Cryo-EM: A Unique Tool for the Visualization of Macromolecular Complexity
3D cryo-EM (cryo-EM), although it is an important tool in structural biology research, but its potential has not been yet fully dug out. Recently, the technical resolution gained a leap in development and its application in biological systems is wider and wider. Because this technique does not require crystallization, the amount of required sample is small, and it can be imaged in the computer classification, so cryo-EM can be used to deal with mixture with many complex conformation.
Cryo-EM: A Unique Tool for the Visualization of Macromolecular Complexity introduces the main principle of this technique for single particle analysis and explores the key issues of recent applications. And the article also highlights some of the ongoing new technologies, many of which will be able to achieve the resolution—“Dream Team”, which can not be completed before.
National Institute of Cancer NCI recently has reached the highest resolution (2.2) of Cryo-EM imaging, which only X-ray crystal diffraction achieved before. This can provide people with enough structural information to conduct better drug development.

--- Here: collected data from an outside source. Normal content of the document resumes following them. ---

PR #1281, opened 2022-12-13
Fix PKINIT CMS error checking for older OpenSSL

greghudson:
[@jrisc please verify that this seems okay for Fedora.  Checking specifically for an invalid signature seems much easier than checking for algorithm issues, as the error code is singular and stable whereas algorithm issues can manifest along lots of different code paths.  An invalid signature also seems less likely than an algorithm issue, so we're less likely to return the wrong thing if we assume that almost all error codes indicate algorithm issues.]

Commit 70f61d417261ca17efe3d60d180033bea2da60b0 updated the CMS_verify() error code checks, using two error codes new to OpenSSL 3.0 (RSA_R_DIGEST_NOT_ALLOWED and CMS_R_UNKNOWN_DIGEST_ALGORITHM). This change broke the build for OpenSSL 1.0 and 1.1.

Instead of looking for codes indicating an algorithm issue and assuming that everything else is an invalid signature, check for the code indicating an invalid signature and assume that everything else is an algorithm issue.

### DIFF
--- a/src/plugins/preauth/pkinit/pkinit_crypto_openssl.c
+++ b/src/plugins/preauth/pkinit/pkinit_crypto_openssl.c
@@ -2061,18 +2061,10 @@ cms_signeddata_verify(krb5_context context,
             goto cleanup;
         out = BIO_new(BIO_s_mem());
         if (CMS_verify(cms, NULL, store, NULL, out, flags) == 0) {
-            unsigned long err = ERR_peek_last_error();
-            switch(ERR_GET_REASON(err)) {
-            case RSA_R_DIGEST_NOT_ALLOWED:
-            case CMS_R_UNKNOWN_DIGEST_ALGORITHM:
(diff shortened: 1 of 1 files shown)


jrisc:
Sorry about the late answer.

Tests are passing for Fedora and CentOS. I would like to run some manual tests regarding unsupported digest/signature algorithms. I should be able to confirm it works properly before the end of the week.

jrisc:
I confirm the right error is raised in multiple scenarios, from the client and the KDC.

I just hope there will be no new error code introduced by OpenSSL in addition to `CMS_R_VERIFICATION_FAILURE`. It would result in invalid digest error to be logged, while it might be completely unrelated. The signature verification error message had the merit to be a bit more generic in comparison.

But I am not aware of other error codes that would be returned in case of a failure to verify the signature (and the documentation is not very helpful on that regard). So I think it is fine to merge it, and hope there will be no breaking change too soon.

Defining the Metabolome: Size, Flux and Regulation
Over the past two decades, metabolic studies have contributed to the explosive development of metabolic technology, and the first two metabolomics methods to be noted are “untargeted metabolomics” and “exploratory”. The goal of this technique is to measure the overall metabolism, which involves a large number of undefined molecular groups. Since the full coverage of metabolomics, this should be the first choice for scientists looking for answers to a certain metabolic research question. However, finding non-scalable metabolomics is not necessarily the best experimental choice, and non-scalable metabolomics can only provide information on the relative differences in metabolic pool size in the traditional method. So it still depends on the respective research project, and stable isotope detection method might also be a good choice.
Defining the Metabolome: Size, Flux and Regulation introduces the information of this aspect.

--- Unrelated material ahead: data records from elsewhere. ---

PR #1282, opened 2022-12-13
Enable LFS on 32-bit platforms

mattst88:
* required to support 64-bit filesystems (inodes) on 32-bit platforms: https://flameeyes.blog/2010/12/15/another-good-reason-to-use-64-bit-installations-large-file-support-headaches/

### DIFF
--- a/src/configure.ac
+++ b/src/configure.ac
@@ -27,6 +27,8 @@ PKG_PROG_PKG_CONFIG
 AC_CHECK_HEADER([stdint.h], [],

The Cancer Cell Map Initiative: Defining the Hallmark Networks of Cancer
Progress in DNA sequencing technology has helped scientists discover thousands of somatic mutations in the cancer genome, demonstrating the surprising complexity of cancer cells. But it is unclear which are the key drivers involved in the development of cancer, which are passive mutations, and how these mutations affect the pathogenesis and response to treatment. Although similar types of tumors and clinical efficacy may tell us that the patterns of mutations are quite different, it is clear that these mutations do have some of the same molecular pathways and network interactions. Therefore, in order to successfully explain the cancer genome, it is necessary to fully understand the selective stress of the molecular network during the process of carcinogenesis.
The Cancer Cell Map Initiative: Defining the Hallmark Networks of Cancer announces another important step in this research—the Cancer Cell Atlas Project (CCMI), which aims to systematically detail the complex association between oncogenes, and their differences in disease and health. The article also explores recent achievements in this area and its impact on precision medicine.